Work item:
Each entry below must appear in the output exactly as written.

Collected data
PR #5404, opened 2026-03-03
Fix MSMR exchange current density regression

MarcBerliner:
# Description

See https://github.com/pybamm-team/PyBaMM/pull/5371#issuecomment-3991168734

Now getting the same answer as pre-#5371. I believe the first potential difference figure has a different end condition, so the second figure is not 1:1

msmr_results

msmr_results_phi

cc @DrSOKane 

## Type of change

# Important checks:

### DIFF
--- a/CHANGELOG.md
+++ b/CHANGELOG.md
@@ -12,6 +12,7 @@ as initial conditions. ([#5311](https://github.com/pybamm-team/PyBaMM/pull/5311)
 
 ## Bug fixes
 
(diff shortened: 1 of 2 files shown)


DrSOKane (approved):
Thank you very much Marc!! I tried another case from the same paper and pre-5371 behaviour was restored for that as well.

Why does the fix work? I assume it's because linear behaviour as `x_j` approaches 0 is not a valid assumption for small `w_j`, which graphite and LFP have.

Approved :)

PR #5411, opened 2026-03-10
Preserve custom variables and events in built-in model to_config

rtimms:
## Summary
- When users modify a built-in model (e.g. `model.variables["My var"] = ...` or `model.events = []`), `to_config()` now detects changes by diffing against a fresh reference model and includes them as optional override keys in the compact config format
- `from_config()` applies overrides after constructing the fresh built-in model
- New public methods: `serialise_builtin_overrides()` and `apply_builtin_overrides()` on `BaseModel`
- Unmodified models produce identical configs to before (no extra keys)

### Config format (when overrides are present)
```json
{
    "type": "SPM",
    "module": "lithium_ion",
    "options": {},
    "custom_variables": {"My variable": "<serialised expression>"},
    "removed_variables": ["Some variable"],
    "events": []
}
```

### Limitations
- Only tracks added/removed variable **keys**; overwriting an existing variable's expression is not detected (documented in docstring)
- Compression flag does not apply to override expressions (they are small)

## Test plan
- [x] 7 new tests in `TestBaseModelToConfig`: extra variable, cleared events, removed variable, added event, combined changes, unmodified no-op, JSON serializable
- [x] All 37 existing serialization tests pass
- [x] Downstream ionworkspipeline and backend changes tested separately

### DIFF
--- a/src/pybamm/models/base_model.py
+++ b/src/pybamm/models/base_model.py
@@ -2050,7 +2050,7 @@ class BaseModel:
         options).  Any differences are written into *model_config* using
         the following optional keys:
 
-        ``extra_variables``
+        ``custom_variables``
             ``dict[str, json]`` – variables the user *added* (keys not
             present in the reference model).  Each value is the symbolic
             expression serialised via
@@ -2094,7 +2094,7 @@ class BaseModel:
         removed = ref_keys - current_keys
 
         if added:
-            model_config["extra_variables"] = {
+            model_config["custom_variables"] = {
                 name: convert_symbol_to_json(self.variables[name])
                 for name in sorted(added)
             }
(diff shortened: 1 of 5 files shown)


valentinsulzer (dismissed):

src/pybamm/models/base_model.py
```diff
@@ -2041,6 +2041,82 @@ def _find_builtin_module(cls):
...
+
+        if (
+            len(self.events) != len(ref.events)
+            or current_event_names != ref_event_names
+        ):
+            model_config["events"] = [
+                {
+                    "name": event.name,
+                    "expression": convert_symbol_to_json(event.expression),
+                    "event_type": event.event_type,
```
BradyPlanden: This has a round-trip issue when serialising the raw enum. 
```suggestion
                    "event_type": event.event_type.value,
```

src/pybamm/models/base_model.py
```diff
@@ -2212,11 +2295,58 @@ def from_config(config: str | dict) -> BaseModel:
...
+                model.variables.pop(name, None)
+
+        # --- Events override ---
+        events_data = data.get("events")
+        if events_data is not None:
+            model.events = [
+                pybamm.Event(
+                    e["name"],
+                    convert_symbol_from_json(e["expression"]),
+                    e["event_type"],
```
BradyPlanden: And the corresponding fix:

```suggestion
                    EventType(e["event_type"]) if isinstance(e["event_type"], int) else e["event_type"],
```

BradyPlanden (changes requested):
This looks good, just one change request

BradyPlanden (approved):

PR #5417, opened 2026-03-17
Porosity change with particle size distributions

DrSOKane:
# Description

Porosity change due to SEI and lithium plating was previously done in terms of thickness. This had the advantage of being able to exclude the initial SEI thickness from the porosity change, but the drawback of rendering porosity change incompatible with particle size distributions.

Exercise result:
PR #5404, opened 2026-03-03
Fix MSMR exchange current density regression

MarcBerliner:
# Description

See https://github.com/pybamm-team/PyBaMM/pull/5371#issuecomment-3991168734

Now getting the same answer as pre-#5371. I believe the first potential difference figure has a different end condition, so the second figure is not 1:1

msmr_results

msmr_results_phi

cc @DrSOKane 

## Type of change

# Important checks:

### DIFF
--- a/CHANGELOG.md
+++ b/CHANGELOG.md
@@ -12,6 +12,7 @@ as initial conditions. ([#5311](https://github.com/pybamm-team/PyBaMM/pull/5311)
 
 ## Bug fixes
 
(diff shortened: 1 of 2 files shown)


DrSOKane (approved):
Thank you very much Marc!! I tried another case from the same paper and pre-5371 behaviour was restored for that as well.

Why does the fix work? I assume it's because linear behaviour as `x_j` approaches 0 is not a valid assumption for small `w_j`, which graphite and LFP have.

Approved :)

PR #5411, opened 2026-03-10
Preserve custom variables and events in built-in model to_config

rtimms:
## Summary
- When users modify a built-in model (e.g. `model.variables["My var"] = ...` or `model.events = []`), `to_config()` now detects changes by diffing against a fresh reference model and includes them as optional override keys in the compact config format
- `from_config()` applies overrides after constructing the fresh built-in model
- New public methods: `serialise_builtin_overrides()` and `apply_builtin_overrides()` on `BaseModel`
- Unmodified models produce identical configs to before (no extra keys)

### Config format (when overrides are present)
```json
{
    "type": "SPM",
    "module": "lithium_ion",
    "options": {},
    "custom_variables": {"My variable": "<serialised expression>"},
    "removed_variables": ["Some variable"],
    "events": []
}
```

### Limitations
- Only tracks added/removed variable **keys**; overwriting an existing variable's expression is not detected (documented in docstring)
- Compression flag does not apply to override expressions (they are small)

## Test plan
- [x] 7 new tests in `TestBaseModelToConfig`: extra variable, cleared events, removed variable, added event, combined changes, unmodified no-op, JSON serializable
- [x] All 37 existing serialization tests pass
- [x] Downstream ionworkspipeline and backend changes tested separately

### DIFF
--- a/src/pybamm/models/base_model.py
+++ b/src/pybamm/models/base_model.py
@@ -2050,7 +2050,7 @@ class BaseModel:
         options).  Any differences are written into *model_config* using
         the following optional keys:
 
-        ``extra_variables``
+        ``custom_variables``
             ``dict[str, json]`` – variables the user *added* (keys not
             present in the reference model).  Each value is the symbolic
             expression serialised via
@@ -2094,7 +2094,7 @@ class BaseModel:
         removed = ref_keys - current_keys
 
         if added:
-            model_config["extra_variables"] = {
+            model_config["custom_variables"] = {
                 name: convert_symbol_to_json(self.variables[name])
                 for name in sorted(added)
             }
(diff shortened: 1 of 5 files shown)


valentinsulzer (dismissed):

src/pybamm/models/base_model.py
```diff
@@ -2041,6 +2041,82 @@ def _find_builtin_module(cls):
...
+
+        if (
+            len(self.events) != len(ref.events)
+            or current_event_names != ref_event_names
+        ):
+            model_config["events"] = [
+                {
+                    "name": event.name,
+                    "expression": convert_symbol_to_json(event.expression),
+                    "event_type": event.event_type,
```
BradyPlanden: This has a round-trip issue when serialising the raw enum. 
```suggestion
                    "event_type": event.event_type.value,
```

src/pybamm/models/base_model.py
```diff
@@ -2212,11 +2295,58 @@ def from_config(config: str | dict) -> BaseModel:
...
+                model.variables.pop(name, None)
+
+        # --- Events override ---
+        events_data = data.get("events")
+        if events_data is not None:
+            model.events = [
+                pybamm.Event(
+                    e["name"],
+                    convert_symbol_from_json(e["expression"]),
+                    e["event_type"],
```
BradyPlanden: And the corresponding fix:

```suggestion
                    EventType(e["event_type"]) if isinstance(e["event_type"], int) else e["event_type"],
```

BradyPlanden (changes requested):
This looks good, just one change request

BradyPlanden (approved):

PR #5417, opened 2026-03-17
Porosity change with particle size distributions

DrSOKane:
# Description

Porosity change due to SEI and lithium plating was previously done in terms of thickness. This had the advantage of being able to exclude the initial SEI thickness from the porosity change, but the drawback of rendering porosity change incompatible with particle size distributions.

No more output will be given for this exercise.